Brooklands Museum Shortlisted for Museums + Heritage Award

Brooklands Museum

Brooklands Museum in Surrey, operated by an independent charitable trust, joins some of the world’s best known institutions after it was announced yesterday they have been shortlisted for their ambitious Aircraft Factory and Flight Shed project for an annual award. The Museums + Heritage Awards are held as an extension to the annual Museums + Heritage Show which this year is on 16th & 17th May at Olympia in London. It recognises projects of excellence, innovation and ground-breaking initiatives from galleries and visitor attractions across the UK and overseas.

These range from remarkable achievements of national institutions to projects crafted with limited resources and those championing their staff and volunteers who work hard to deliver inspiring visitor experiences. The Permanent Exhibition category, for which Brooklands has qualified, also includes National Army Museum, Ashmolean Museum, London’s Natural History Museum and part of the Science Museum Group, ‘Wonderlab’ amongst its shortlistees. Other categories include Volunteer of the Year, Educational Initiative, Marketing Campaign and Project on a Limited Budget.

The six-year project at Brooklands required extensive planning and fundraising which involved dismantling and restoring a Grade 2 Listed WWII Bellman Hangar, relocating it and reinterpreting it inside as an aircraft factory, restoring and re-profiling the section of original 1907 Race Track where the Hangar once stood and constructing a new purpose-built Flight Shed with archives and storage. The Aircraft Factory opened to the public in November 2017.

The experience is immersive: as soon as visitors enter through the doors of the Factory, they hear the sounds and drink in the authentic atmosphere of a busy factory. They pick up a “clocking in” card, don an overall and try for themselves the skills involved in aircraft manufacture on interactives at several workstations. In the Tinsmiths Shop, for example, they can roll, bend and rivet blanks of metal to make a small aeroplane to take home or see how wing shapes respond in a wind tunnel. Aircraft and their major components are displayed on “assembly lines” running through the factory.

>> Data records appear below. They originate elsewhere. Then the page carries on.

PR #333, opened 2020-02-02
Decision forest model builder extension for probabilities has been added

masdevas:
Changes proposed in this pull request:
- New interface for building models

PR #2925, opened 2024-09-30
fix: kdd tree knn example segfault

Alexandr-Solovev:
# Description

-
-
-


cpp/daal/src/algorithms/k_nearest_neighbors/kdtree_knn_classification_train_dense_default_impl.i
```diff
@@ -334,39 +334,37 @@ Status KNNClassificationTrainBatchKernel<algorithmFpType, training::defaultDense
...
-                        if (b.lower > dx[indexes[i]])
-                        {
-                            b.lower = dx[indexes[i]];
-                        }
-                        if (b.upper < dx[indexes[i]])
-                        {
-                            b.upper = dx[indexes[i]];
-                        }
-                    }
+            const size_t first = iBlock * rowsPerBlock;
```
Vika-F, line 338: Please add error handling. The check on the line #333 is probably useless as the lambda at the line #319 is called only when the .local() method is invoked inside daal::threader_for.
```suggestion
            DAAL_CHECK_MALLOC_THR(bboxLocal);
            const size_t first = iBlock * rowsPerBlock;
```

cpp/daal/src/algorithms/k_nearest_neighbors/kdtree_knn_classification_train_dense_default_impl.i
```diff
@@ -334,39 +334,37 @@ Status KNNClassificationTrainBatchKernel<algorithmFpType, training::defaultDense
...
+                if (bboxLocal->upper < b.upper)
+                {
+                    bboxLocal->upper = b.upper;
+                }
+                if (bboxLocal->lower > b.lower)
+                {
+                    bboxLocal->lower = b.lower;
+                }
             }
         });
```
Vika-F, line 370: Error handling is needed here:
DAAL_CHECK_SAFE_STATUS()

cpp/daal/src/algorithms/k_nearest_neighbors/kdtree_knn_classification_train_dense_default_impl.i
Alexandr-Solovev: resolved

cpp/daal/src/algorithms/k_nearest_neighbors/kdtree_knn_classification_predict_dense_default_batch_impl.i
```diff
@@ -173,115 +172,107 @@ Status KNNClassificationPredictKernel<algorithmFpType, defaultDense, cpu>::compu
...
         return ptr;
     });
 
     DAAL_CHECK_STATUS_OK((status.ok()), status);
-
     const auto maxThreads     = threader_get_threads_number();
+    auto nThreads             = (maxThreads < 1) ? 1 : maxThreads;
     const size_t xColumnCount = x->getNumberOfColumns();
-    const auto rowsPerBlock   = (xRowCount + maxThreads - 1) / maxThreads;
+    const auto rowsPerBlock   = 128;
```
samir-nasibli, line 206: @Alexandr-Solovev could you please update the description?
I didn't understand why this number hardcoded here?

cpp/daal/src/externals/service_math.h
```diff
@@ -50,18 +50,32 @@ struct Math
 
     static fpType sPowx(fpType in, fpType in1) { return _impl<fpType, cpu>::sPowx(in, in1); }
 
+    static fpType xsPowx(fpType in, fpType in1) { return _impl<fpType, cpu>::xsPowx(in, in1); }
```
david-cortes-intel, line 53: Could you please leave some comments in this header about the differences between the functions starting with 's' and the functions starting with 'xs' and when should each be called.

cpp/daal/src/externals/service_math_ref.h
```diff
@@ -58,48 +58,88 @@ struct RefMath<double, cpu>
...
+
     static void vExp(SizeType n, const double * in, double * out)
     {
 #pragma omp simd
         for (SizeType i = 0; i < n; ++i) out[i] = exp(in[i]);
     }
 
+    static void xvExp(SizeType n, const double * in, double * out)
+    {
+        for (SizeType i = 0; i < n; ++i) out[i] = exp(in[i]);
```
david-cortes-intel, line 140: Functions like this would run faster when using multiple threads. MKL runs then multi-threaded as far as I can tell.

cpp/daal/src/externals/service_math_ref.h
```diff
@@ -58,48 +58,88 @@ struct RefMath<double, cpu>
...
+
     static double sCeil(double in) { return ceil(in); }
 
+    static double xsCeil(double in) { return ceil(in); }
+
     // Not implemented
     static double sErfInv(double in) { return std::numeric_limits<double>::quiet_NaN(); }
 
+    // Not implemented
+    static double xsErfInv(double in) { return std::numeric_limits<double>::quiet_NaN(); }
```
david-cortes-intel, line 71: I haven't looked at what exact compilation arguments go into the `icx` invocations, but isn't the default for it to have the equivalent of GCC's `-ffast-math` which implicitly assumes that NaNs and Infs will not be encountered?

If so, would this NaN be checked somewhere? Could it throw an exception instead?

And how about taking these functions from the `cephes` library from Netlib which is public domain?

cpp/daal/src/algorithms/k_nearest_neighbors/kdtree_knn_classification_predict_dense_default_batch_impl.i
Alexandr-Solovev: it was for testing purposes only, already returned

cpp/daal/src/externals/service_math_ref.h
Alexandr-Solovev: yes, you are right, but I wanted to add the section about these functions usage in threader_for(multithread for), because in such case to avoid calling multithread function inside the multithread loop we must use xFunc(single thread)

cpp/daal/src/algorithms/k_nearest_neighbors/kdtree_knn_classification_predict_dense_default_batch_impl.i
```diff
@@ -39,7 +39,7 @@
 #include "src/algorithms/k_nearest_neighbors/kdtree_knn_classification_model_impl.h"
 #include "src/algorithms/k_nearest_neighbors/kdtree_knn_impl.i"
 #include "src/algorithms/k_nearest_neighbors/knn_heap.h"
-
+#include <iostream>
```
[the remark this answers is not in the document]
Alexandr-Solovev: yes, fixed

Alexandr-Solovev:
> Was anything else merged that would impact kd tree knn seg faults? Because these are no longer showing up in CI

https://github.com/oneapi-src/oneDAL/pull/2951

Looking out over the factory floor is a new mezzanine level that tells the story of aircraft design at Brooklands, where visitors explore the challenges and compromises of designing new and future aircraft. From the mezzanine, a walkway leads into the Flight Shed, which houses some of the Museum’s live aircraft as well as radar and radio equipment and a permanent exhibition on pioneering pilots. Visitors can sit in the cockpit of a Harrier, open locker doors and discover the stories of real workers and pilots at the site and find out about the many aviation firsts and records set at Brooklands. Underneath, workshops for training in aviation preservation skills welcome students and other Museum professionals as part of an ongoing learning programme.

The whole experience is enhanced and brought to life by volunteer stewards and demonstrators, some of them former employees of the Brooklands factories (which employed 14,000 people from surrounding towns and villages at their peak). The volunteers share their own reminiscences making every visit unique and which is a highlight for most visitors.

The Awards are judged by a panel of the sector’s leaders and the winners will be announced at the Awards Ceremony on Wednesday May 16th in London.